Where Bright previously oversaw 200 or more projects at BARDA, he's now been given responsibility for five to eight projects, involving diagnostic tests already approved by the Food and Drug Administration.

The complaint said former colleagues of Bright's at his old agency are now avoiding him. It described a conversation with one such colleague, who is not identified by name.

The former colleague is quoted as saying that the agency's new acting director, Dr. Gary Disbrow, had warned him “to be ‘very careful’” about dealing with Bright.

The complaint said Disbrow had explained that Azar “was very angry with Dr. Bright and was ‘on the war path.’ (Disbrow) explained that Secretary Azar directed HHS employees to refrain from doing anything that would help Dr. Bright be successful in his new role.”

Disbrow also said that “Secretary Azar said that if anyone were to help Dr. Bright be successful, ‘there would be hell to pay,’” the complaint said.

HHS spokesman Michael Caputo said on Twitter that Bright's complaint is "filled with one-sided arguments and misinformation that have been completely debunked. When will the media stop carrying his water?”

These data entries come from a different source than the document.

PR #1101, opened 2017-05-16
e2eutil/wait_util: wait until etcd member is ready

### LINKED ISSUE #1060: e2e/wait_util: should wait for ready members and not number of pods
Currently the function  `waitSizeReachedWithAccept()` is used in the e2e tests to check if a cluster successfully reaches the desired size after some action. Its current implementation only checks the number of pods in the cluster. Rather it should check the number of ready members in the etcd cluster to ensure that the cluster is healthy and of the desired size.

hasbro17:
`waitSizeReachedWithAccept()` now waits until the cluster TPR shows the desired number of ready members.

`WaitUntilPodSizeReached` is needed for the tests `TestPauseControl` and `TestRestartOperator` to directly check the number of pods, since the TPR won't be updated while the operator is paused/deleted. 

fixes #1060

### DIFF
--- a/test/e2e/basic_test.go
+++ b/test/e2e/basic_test.go
@@ -82,10 +82,10 @@ func TestPauseControl(t *testing.T) {
 	if err := e2eutil.KillMembers(f.KubeClient, f.Namespace, names[0]); err != nil {
 		t.Fatal(err)
 	}
-	if _, err := e2eutil.WaitUntilSizeReached(t, f.KubeClient, 2, 10*time.Second, testEtcd); err != nil {
+	if _, err := e2eutil.WaitUntilPodSizeReached(t, f.KubeClient, 2, 10*time.Second, testEtcd); err != nil {
 		t.Fatalf("failed to wait for killed member to die: %v", err)
 	}
-	if _, err := e2eutil.WaitUntilSizeReached(t, f.KubeClient, 3, 10*time.Second, testEtcd); err == nil {
+	if _, err := e2eutil.WaitUntilPodSizeReached(t, f.KubeClient, 3, 10*time.Second, testEtcd); err == nil {
 		t.Fatalf("cluster should not be recovered: control is paused")
 	}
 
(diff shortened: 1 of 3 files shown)


test/e2e/e2eutil/wait_util.go
```diff
@@ -33,7 +33,7 @@ import (
 	"k8s.io/client-go/pkg/api/v1"
 )
 
-type acceptFunc func(*v1.Pod) bool
+type conditionFunc func(*spec.Cluster) bool
```
hongchaodeng: Still use "acceptFunc" but only change parameter type?

hasbro17:
@hongchaodeng PTAL.

test/e2e/basic_test.go
```diff
@@ -82,10 +82,10 @@ func TestPauseControl(t *testing.T) {
 	if err := e2eutil.KillMembers(f.KubeClient, f.Namespace, names[0]); err != nil {
 		t.Fatal(err)
 	}
-	if _, err := e2eutil.WaitUntilSizeReached(t, f.KubeClient, 2, 10*time.Second, testEtcd); err != nil {
+	if _, err := e2eutil.WaitUntilPodSizeReached(t, f.KubeClient, 2, 10*time.Second, testEtcd); err != nil {
```
hongchaodeng: Please don't change the name in this PR

hasbro17: @hongchaodeng The name has not changed. All the tests are still using `WaitUntilSizeReached` for which only the implementation has changed.
Over here `WaitUntilSizeReached()` with the new implementation cannot be used because the operator is paused and the TPR will never be updated to show the size reduce to 2. So we use `WaitUntilPodSizeReached` which has the original implementation of checking the number of pods directly.

The tests for `TestPauseControl ` and `TestRestartOperator ` will not pass if this is kept to `WaitUntilSizeReached()`.

hongchaodeng:
lgtm

PR #1114, opened 2017-05-18
doc: correct diagrams; replace tabs with sapces.

ElijahCaine:
~[The cluster_tls page](https://coreos.com/operators/etcd/docs/latest/design/cluster_tls.html#trust-delegation-diagram) has a diagram which includes mixed spaces and tabs, making it look mangled. This fixes that malformatting.~

~cc @colhom  to make sure the diagram is correct.~

UDPATE: Actually we're deleting that doc instead. @hongchaodeng does this look good to you? I can remove that other commit.

[skip ci]


hongchaodeng:
LGTM

PR #1135, opened 2017-05-27
spec: add support for host networking

clusc:
We have a usage where we need to deploy metric collection agent(collectd) as daemonset on all nodes running etcd(one pod per node). The problem is the agent needs a stable way to talk to the etcd instance on the same node. By running both etcd and collectd under host networking mode, the metric agent can simply talk to `localhost:2379` to collect the metric.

HHS released a statement attributed to Disbrow on Thursday saying: “I did not make any of these statements and Secretary Azar has never spoken to me in the manner alleged. I have also never instructed any BARDA employee not to talk to Rick. In fact, I had a conversation with him yesterday about how to collaborate ... I am confused by these untrue statements and allegations, which distract from the important work we are doing in response to the coronavirus.”

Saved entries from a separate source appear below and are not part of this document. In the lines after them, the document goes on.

Issue #953, opened 2017-04-07
Enable StorageClass as option


scheeles:
We want to have more control over the storage. On AWS e.g. we want to use `encrypted` and control the `type`. Additional we use the etcdOperator on Glusterfs and have backup in place.

I think we need can have both option "pv-provisioner" and "storageclass" options.

"pv-provisioner"  is used for new user who wants to start fast, without thinking about the storage in detail.

"storageclass" is for more advanced use case, where you want complete control over the storage. Additional with storageclass we can support more storage provider like Glusterfs. 

Perhaps can make it even more flexible, that you can define per cluster a class e.g.:
```
apiVersion: "etcd.coreos.com/v1beta1"
kind: "Cluster"
metadata:
  name: "etcd-cluster"
spec:
  size: 3
  version: "3.1.4"
  backup:
    # short snapshot interval for testing, do not use this in production!
    backupIntervalInSecond: 30
    maxBackups: 50
    storageClass: "Etcdssd"
    pv:
      volumeSizeInMB: 2048
```

scheeles:
It is related with PR https://github.com/coreos/etcd-operator/pull/949

xiang90:
the storageclass at the operator level was designed for convenience, not for flexibility. so we only want to include a fixed number of storage classes.

the plan was to add a storage class option into the cluster spec, so user can overwrite the global default storage call set at the operator level. this provides the best flexibility.

@scheeles what do you think?

scheeles:
Partly agree. I think we need the storage class also on the operator level (S3 is also available on the operator level). 
You could have a team which is responsible for the etcd operator and the backup (location) of etcd. The developer then should only deploy the etcd cluster. 
I think all backup related thing should be possible to control on the operator level and it should be possible to overwrite on cluster level.

xiang90:
> I think all backup related thing should be possible to control on the operator level 

if we want to support customized storage class (not derived from provisioner), we need to:

1. write a documentation to explain why we have two different pv related flags (storage class vs provisioner) and when to use which. and how are we going to verify the operator level storage class to fail fast.

2. write code to reflect the documented feature

3. write tests to cover the use case

i am not against it, i just want to make everything clear before we move forward. also i want to see storage class overwriting at cluster level to happen.

hongchaodeng:
@scheeles 
Thanks for writing out the issue.

> S3 is also available on the operator level

[...]

PR #1143, opened 2017-05-30
Use a pre-defined StorageClass

narayanan:
- Added support to use a pre-defined StorageClass
- Added Openstack cinder backup support

### DIFF
--- a/README.md
+++ b/README.md
@@ -344,7 +344,7 @@ Check the other two pods and you should see the same result.
 
 - Backup works only for data in etcd3 storage, not for data in etcd2 storage.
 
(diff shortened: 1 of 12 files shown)


xiang90:
@narayanan Thanks for the pull request.

We actually thought about this a lot. So the operate wide pre-defined storage class is for convenience purpose. If we want to allow the max flexible, a better way is to expose storage class in the PV backup policy at cluster wide. So user can use whatever storage class for their own clusters.

What do you think?

hongchaodeng:
Converge the discussion at https://github.com/coreos/etcd-operator/issues/953#issuecomment-305031796 . Let's discuss there if there is any question.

But Bright's lawyers, Debra Katz and Lisa Banks, responded that he “stands by his allegations in the complaint.”

The lawyers say Bright's early warnings about the coronavirus have been proved right and “the failure of the administration to heed those warnings has had a catastrophic effect on this country.”

The Office of Special Counsel, an agency that investigates complaints from government whistleblowers, previously found “reasonable grounds” that Bright was punished after trying to warn the White House and HHS early this year that the nation was unprepared for the coronavirus outbreak.

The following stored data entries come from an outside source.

PR #1165, opened 2017-06-05
*: add readiness probe for operator pod

hasbro17:
The operator now creates an http endpoint to indicate its readiness to the kubelet and other components. The endpoint is set to ready right after the controller starts watching for cluster events.

TODO: Set the endpoint to unready if the controller exits or stops?

### DIFF
--- a/cmd/operator/main.go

Bright is a flu and infectious-disease expert with 10 years at the biomedical agency. His particular focus was on vaccine development. At NIH, he was supposed to be working on coronavirus testing, but he is now alleging that he has been sidelined.

The agency that Bright had led is a unit of HHS that focuses on countermeasures to infectious diseases and bioterrorism. Bright had received a job performance review of outstanding before he was summarily transferred in April, with his agency email cut off without warning.

Investigators earlier requested that Azar reinstate Bright in his old job while they looked into his allegations. In the complaint, Bright's lawyers ask that Azar formally remove himself from that decision.

In his initial complaint filed last month, Bright said the final straw for his bosses seemed to come when he resisted efforts to flood the New York area with hydroxychloroquine, a malaria drug once touted by Trump as a “game changer” for COVID-19. Bright said he argued successfully for limiting approved use of the drug to certain settings, such as hospitals treating COVID-19 patients.

Trump has since revealed that he has taken hydroxychloroquine, apparently to try to prevent infection after several White House staffers tested positive for the coronavirus.

The FDA recently revoked its emergency use approval for the malaria drug's use on COVID-19 patients, citing known heart risks and unproven benefits against the virus.